● **WHAT THE TASK REQUIRES**:
Only the lines below, from the one with "code does now." through the one with "Only one call", are to be written out, exactly.
═══ DATA TO PROCESS ═══
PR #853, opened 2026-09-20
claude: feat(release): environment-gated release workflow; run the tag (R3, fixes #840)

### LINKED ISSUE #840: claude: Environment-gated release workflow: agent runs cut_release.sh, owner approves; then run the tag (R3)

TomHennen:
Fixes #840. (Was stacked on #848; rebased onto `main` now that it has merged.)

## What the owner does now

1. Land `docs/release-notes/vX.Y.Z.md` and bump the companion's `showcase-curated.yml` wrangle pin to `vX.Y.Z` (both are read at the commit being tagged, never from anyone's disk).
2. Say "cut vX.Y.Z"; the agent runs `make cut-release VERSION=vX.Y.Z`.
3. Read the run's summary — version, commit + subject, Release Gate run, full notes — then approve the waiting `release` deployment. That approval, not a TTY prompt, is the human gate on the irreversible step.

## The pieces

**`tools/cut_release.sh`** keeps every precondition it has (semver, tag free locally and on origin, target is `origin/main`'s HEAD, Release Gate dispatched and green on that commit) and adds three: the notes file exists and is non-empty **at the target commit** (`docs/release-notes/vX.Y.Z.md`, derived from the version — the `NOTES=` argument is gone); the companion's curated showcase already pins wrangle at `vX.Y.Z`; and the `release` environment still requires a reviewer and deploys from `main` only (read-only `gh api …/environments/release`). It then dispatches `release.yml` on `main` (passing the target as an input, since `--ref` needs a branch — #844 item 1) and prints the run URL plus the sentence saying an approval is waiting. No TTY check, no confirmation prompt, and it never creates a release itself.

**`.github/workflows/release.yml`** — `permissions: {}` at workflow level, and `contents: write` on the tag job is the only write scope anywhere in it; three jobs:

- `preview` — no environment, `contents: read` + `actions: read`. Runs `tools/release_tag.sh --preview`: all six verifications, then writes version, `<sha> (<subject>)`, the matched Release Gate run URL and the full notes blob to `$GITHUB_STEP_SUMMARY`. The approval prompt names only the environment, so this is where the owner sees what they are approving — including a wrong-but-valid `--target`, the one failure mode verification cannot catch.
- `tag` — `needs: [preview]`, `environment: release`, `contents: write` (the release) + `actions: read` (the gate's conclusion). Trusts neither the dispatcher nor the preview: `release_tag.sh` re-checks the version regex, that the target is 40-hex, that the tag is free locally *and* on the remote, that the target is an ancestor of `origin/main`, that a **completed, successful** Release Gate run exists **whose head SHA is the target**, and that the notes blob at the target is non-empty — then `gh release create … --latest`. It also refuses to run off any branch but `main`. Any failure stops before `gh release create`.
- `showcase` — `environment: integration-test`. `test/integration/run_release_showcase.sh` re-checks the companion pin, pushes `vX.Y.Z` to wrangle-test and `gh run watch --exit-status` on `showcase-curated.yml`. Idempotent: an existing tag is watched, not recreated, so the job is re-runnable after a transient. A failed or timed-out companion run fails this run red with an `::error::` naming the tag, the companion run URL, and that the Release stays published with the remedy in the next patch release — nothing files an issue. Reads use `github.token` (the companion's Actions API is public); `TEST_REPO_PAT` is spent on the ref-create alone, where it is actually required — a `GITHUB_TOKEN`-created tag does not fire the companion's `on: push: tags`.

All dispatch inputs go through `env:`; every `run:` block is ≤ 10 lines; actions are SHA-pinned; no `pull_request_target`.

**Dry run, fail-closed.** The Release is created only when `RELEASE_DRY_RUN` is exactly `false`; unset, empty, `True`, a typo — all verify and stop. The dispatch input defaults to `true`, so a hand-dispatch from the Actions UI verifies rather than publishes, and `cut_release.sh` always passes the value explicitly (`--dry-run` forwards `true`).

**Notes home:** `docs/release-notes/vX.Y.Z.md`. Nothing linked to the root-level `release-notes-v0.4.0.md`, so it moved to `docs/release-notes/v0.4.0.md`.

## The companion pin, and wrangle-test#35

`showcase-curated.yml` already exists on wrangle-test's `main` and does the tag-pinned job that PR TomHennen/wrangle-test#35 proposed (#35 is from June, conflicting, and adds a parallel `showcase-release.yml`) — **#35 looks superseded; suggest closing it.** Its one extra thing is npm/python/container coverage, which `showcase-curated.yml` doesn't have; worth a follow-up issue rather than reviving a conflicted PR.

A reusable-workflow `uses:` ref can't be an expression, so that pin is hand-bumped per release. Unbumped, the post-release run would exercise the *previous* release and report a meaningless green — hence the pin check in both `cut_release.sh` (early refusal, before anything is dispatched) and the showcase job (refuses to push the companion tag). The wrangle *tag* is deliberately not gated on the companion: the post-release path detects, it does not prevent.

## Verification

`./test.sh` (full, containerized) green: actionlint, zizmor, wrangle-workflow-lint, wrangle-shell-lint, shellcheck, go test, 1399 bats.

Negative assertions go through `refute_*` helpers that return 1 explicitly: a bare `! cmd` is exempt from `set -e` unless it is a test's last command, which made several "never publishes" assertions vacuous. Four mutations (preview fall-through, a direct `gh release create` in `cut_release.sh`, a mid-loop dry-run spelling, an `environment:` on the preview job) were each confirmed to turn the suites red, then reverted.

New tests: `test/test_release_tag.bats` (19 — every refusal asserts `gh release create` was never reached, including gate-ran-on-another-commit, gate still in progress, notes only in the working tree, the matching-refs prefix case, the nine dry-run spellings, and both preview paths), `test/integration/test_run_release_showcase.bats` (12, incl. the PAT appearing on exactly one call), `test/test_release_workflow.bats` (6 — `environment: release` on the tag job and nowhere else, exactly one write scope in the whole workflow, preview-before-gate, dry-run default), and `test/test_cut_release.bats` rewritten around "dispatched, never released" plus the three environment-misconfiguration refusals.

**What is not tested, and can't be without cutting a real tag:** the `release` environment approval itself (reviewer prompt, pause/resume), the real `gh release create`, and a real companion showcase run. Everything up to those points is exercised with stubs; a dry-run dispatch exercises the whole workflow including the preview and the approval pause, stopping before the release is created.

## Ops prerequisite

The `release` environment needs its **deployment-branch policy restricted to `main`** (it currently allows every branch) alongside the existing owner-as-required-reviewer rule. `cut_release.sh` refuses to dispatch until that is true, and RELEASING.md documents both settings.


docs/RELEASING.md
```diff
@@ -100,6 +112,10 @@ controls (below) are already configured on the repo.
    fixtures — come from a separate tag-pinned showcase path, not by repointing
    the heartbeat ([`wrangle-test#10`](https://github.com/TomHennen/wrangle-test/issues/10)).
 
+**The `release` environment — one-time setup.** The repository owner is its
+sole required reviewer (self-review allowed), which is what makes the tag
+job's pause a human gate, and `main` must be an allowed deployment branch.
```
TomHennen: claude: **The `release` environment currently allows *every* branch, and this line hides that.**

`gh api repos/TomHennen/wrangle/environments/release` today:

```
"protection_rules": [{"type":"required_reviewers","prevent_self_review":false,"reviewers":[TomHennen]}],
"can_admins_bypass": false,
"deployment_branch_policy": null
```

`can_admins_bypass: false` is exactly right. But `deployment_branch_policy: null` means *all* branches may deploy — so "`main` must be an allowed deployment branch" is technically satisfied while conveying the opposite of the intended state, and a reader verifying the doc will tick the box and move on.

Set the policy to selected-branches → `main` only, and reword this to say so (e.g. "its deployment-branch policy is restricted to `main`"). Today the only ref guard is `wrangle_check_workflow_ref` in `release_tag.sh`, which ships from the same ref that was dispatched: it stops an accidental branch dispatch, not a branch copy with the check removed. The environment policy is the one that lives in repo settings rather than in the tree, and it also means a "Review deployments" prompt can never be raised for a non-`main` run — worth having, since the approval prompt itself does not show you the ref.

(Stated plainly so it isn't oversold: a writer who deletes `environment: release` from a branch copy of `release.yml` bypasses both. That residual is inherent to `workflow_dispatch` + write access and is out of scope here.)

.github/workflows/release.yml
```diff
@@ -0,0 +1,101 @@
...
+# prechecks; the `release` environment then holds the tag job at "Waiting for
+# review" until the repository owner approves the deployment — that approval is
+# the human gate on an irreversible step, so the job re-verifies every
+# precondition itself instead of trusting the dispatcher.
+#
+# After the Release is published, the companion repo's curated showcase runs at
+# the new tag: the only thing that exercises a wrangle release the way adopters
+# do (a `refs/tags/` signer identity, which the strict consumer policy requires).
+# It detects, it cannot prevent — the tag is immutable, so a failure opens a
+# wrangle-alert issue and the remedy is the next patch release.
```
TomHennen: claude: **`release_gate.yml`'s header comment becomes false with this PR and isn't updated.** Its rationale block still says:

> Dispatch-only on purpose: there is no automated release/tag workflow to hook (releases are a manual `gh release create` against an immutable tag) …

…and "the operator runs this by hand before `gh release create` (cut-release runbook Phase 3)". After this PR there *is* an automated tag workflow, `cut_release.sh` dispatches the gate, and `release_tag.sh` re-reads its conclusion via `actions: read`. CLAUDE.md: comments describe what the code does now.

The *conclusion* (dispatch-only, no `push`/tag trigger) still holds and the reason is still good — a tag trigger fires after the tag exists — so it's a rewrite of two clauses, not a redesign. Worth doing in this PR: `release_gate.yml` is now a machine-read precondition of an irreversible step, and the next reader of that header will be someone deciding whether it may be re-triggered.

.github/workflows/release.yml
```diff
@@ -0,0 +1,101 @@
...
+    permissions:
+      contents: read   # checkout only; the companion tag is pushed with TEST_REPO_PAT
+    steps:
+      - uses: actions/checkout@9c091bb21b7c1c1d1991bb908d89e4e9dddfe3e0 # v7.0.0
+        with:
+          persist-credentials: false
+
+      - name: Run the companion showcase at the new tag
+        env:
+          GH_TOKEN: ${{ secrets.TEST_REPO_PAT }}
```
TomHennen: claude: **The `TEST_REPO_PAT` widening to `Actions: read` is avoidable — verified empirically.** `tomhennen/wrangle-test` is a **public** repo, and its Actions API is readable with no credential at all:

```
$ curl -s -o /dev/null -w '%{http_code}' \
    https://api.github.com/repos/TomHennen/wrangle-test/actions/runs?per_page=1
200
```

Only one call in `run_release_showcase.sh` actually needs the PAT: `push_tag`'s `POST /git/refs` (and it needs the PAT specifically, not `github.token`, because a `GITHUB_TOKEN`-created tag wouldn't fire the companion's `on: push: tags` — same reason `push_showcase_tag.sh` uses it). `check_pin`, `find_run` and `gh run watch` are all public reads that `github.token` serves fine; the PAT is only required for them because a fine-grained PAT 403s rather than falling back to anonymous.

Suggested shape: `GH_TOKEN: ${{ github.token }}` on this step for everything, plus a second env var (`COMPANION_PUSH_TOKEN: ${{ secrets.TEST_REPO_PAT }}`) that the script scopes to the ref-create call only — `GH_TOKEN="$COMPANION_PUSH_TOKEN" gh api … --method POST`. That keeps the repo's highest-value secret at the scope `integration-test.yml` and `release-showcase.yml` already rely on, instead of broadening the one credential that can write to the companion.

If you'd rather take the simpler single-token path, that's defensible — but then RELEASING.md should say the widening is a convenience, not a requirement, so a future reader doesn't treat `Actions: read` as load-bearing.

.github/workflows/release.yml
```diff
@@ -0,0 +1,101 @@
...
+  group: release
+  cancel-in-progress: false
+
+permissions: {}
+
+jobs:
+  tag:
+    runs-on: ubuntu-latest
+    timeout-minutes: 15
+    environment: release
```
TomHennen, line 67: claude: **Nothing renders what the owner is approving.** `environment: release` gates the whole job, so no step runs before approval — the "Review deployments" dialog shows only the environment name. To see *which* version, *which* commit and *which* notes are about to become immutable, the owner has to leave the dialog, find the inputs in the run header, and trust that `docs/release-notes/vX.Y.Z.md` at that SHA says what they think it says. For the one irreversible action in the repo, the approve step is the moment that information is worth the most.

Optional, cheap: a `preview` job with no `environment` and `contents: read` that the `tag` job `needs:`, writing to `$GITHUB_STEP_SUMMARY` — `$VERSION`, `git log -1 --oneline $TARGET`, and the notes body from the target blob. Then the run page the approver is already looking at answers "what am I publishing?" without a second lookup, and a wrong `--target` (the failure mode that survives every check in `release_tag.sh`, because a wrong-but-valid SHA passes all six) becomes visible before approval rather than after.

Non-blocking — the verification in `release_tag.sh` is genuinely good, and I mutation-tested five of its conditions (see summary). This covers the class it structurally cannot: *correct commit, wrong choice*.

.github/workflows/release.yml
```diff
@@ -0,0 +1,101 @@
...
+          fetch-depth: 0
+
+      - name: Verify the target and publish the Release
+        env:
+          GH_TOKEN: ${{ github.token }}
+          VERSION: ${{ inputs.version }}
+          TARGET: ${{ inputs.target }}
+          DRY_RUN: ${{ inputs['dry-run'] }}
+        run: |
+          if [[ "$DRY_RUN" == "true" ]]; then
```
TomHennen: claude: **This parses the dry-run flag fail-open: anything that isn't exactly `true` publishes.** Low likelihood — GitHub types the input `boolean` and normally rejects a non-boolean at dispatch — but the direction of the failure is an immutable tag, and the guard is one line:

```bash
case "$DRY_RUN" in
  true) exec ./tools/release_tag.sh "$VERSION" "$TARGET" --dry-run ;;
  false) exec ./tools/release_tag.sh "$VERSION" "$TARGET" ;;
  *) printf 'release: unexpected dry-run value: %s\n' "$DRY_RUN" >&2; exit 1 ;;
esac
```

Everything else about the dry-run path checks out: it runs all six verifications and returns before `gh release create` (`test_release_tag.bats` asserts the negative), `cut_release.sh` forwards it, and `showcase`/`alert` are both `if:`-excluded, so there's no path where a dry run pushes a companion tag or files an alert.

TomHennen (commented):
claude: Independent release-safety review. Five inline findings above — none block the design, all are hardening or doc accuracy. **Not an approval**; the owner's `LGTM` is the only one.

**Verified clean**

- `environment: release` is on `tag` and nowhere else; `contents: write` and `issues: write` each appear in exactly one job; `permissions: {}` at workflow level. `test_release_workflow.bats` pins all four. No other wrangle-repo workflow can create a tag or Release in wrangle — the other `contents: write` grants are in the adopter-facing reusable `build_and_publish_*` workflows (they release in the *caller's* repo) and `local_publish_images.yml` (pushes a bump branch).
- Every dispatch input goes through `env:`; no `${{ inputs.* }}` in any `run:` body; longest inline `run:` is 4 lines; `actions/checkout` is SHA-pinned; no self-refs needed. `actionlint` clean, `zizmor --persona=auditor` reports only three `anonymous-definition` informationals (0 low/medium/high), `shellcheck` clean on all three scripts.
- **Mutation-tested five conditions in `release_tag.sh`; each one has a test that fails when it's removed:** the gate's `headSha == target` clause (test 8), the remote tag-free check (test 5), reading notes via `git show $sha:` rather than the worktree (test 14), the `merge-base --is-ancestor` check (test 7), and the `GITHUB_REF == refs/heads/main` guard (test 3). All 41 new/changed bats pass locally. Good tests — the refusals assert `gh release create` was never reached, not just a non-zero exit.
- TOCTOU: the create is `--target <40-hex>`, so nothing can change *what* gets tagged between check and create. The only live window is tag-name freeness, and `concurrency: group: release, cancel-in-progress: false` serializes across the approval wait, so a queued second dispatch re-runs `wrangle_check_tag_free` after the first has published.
═══
● **SOLUTION FOR THIS PROBLEM**:
…and "the operator runs this by hand before `gh release create` (cut-release runbook Phase 3)". After this PR there *is* an automated tag workflow, `cut_release.sh` dispatches the gate, and `release_tag.sh` re-reads its conclusion via `actions: read`. CLAUDE.md: comments describe what the code does now.

The *conclusion* (dispatch-only, no `push`/tag trigger) still holds and the reason is still good — a tag trigger fires after the tag exists — so it's a rewrite of two clauses, not a redesign. Worth doing in this PR: `release_gate.yml` is now a machine-read precondition of an irreversible step, and the next reader of that header will be someone deciding whether it may be re-triggered.

.github/workflows/release.yml
```diff
@@ -0,0 +1,101 @@
...
+    permissions:
+      contents: read   # checkout only; the companion tag is pushed with TEST_REPO_PAT
+    steps:
+      - uses: actions/checkout@9c091bb21b7c1c1d1991bb908d89e4e9dddfe3e0 # v7.0.0
+        with:
+          persist-credentials: false
+
+      - name: Run the companion showcase at the new tag
+        env:
+          GH_TOKEN: ${{ secrets.TEST_REPO_PAT }}
```
TomHennen: claude: **The `TEST_REPO_PAT` widening to `Actions: read` is avoidable — verified empirically.** `tomhennen/wrangle-test` is a **public** repo, and its Actions API is readable with no credential at all:

```
$ curl -s -o /dev/null -w '%{http_code}' \
    https://api.github.com/repos/TomHennen/wrangle-test/actions/runs?per_page=1
200
```

Only one call in `run_release_showcase.sh` actually needs the PAT: `push_tag`'s `POST /git/refs` (and it needs the PAT specifically, not `github.token`, because a `GITHUB_TOKEN`-created tag wouldn't fire the companion's `on: push: tags` — same reason `push_showcase_tag.sh` uses it). `check_pin`, `find_run` and `gh run watch` are all public reads that `github.token` serves fine; the PAT is only required for them because a fine-grained PAT 403s rather than falling back to anonymous.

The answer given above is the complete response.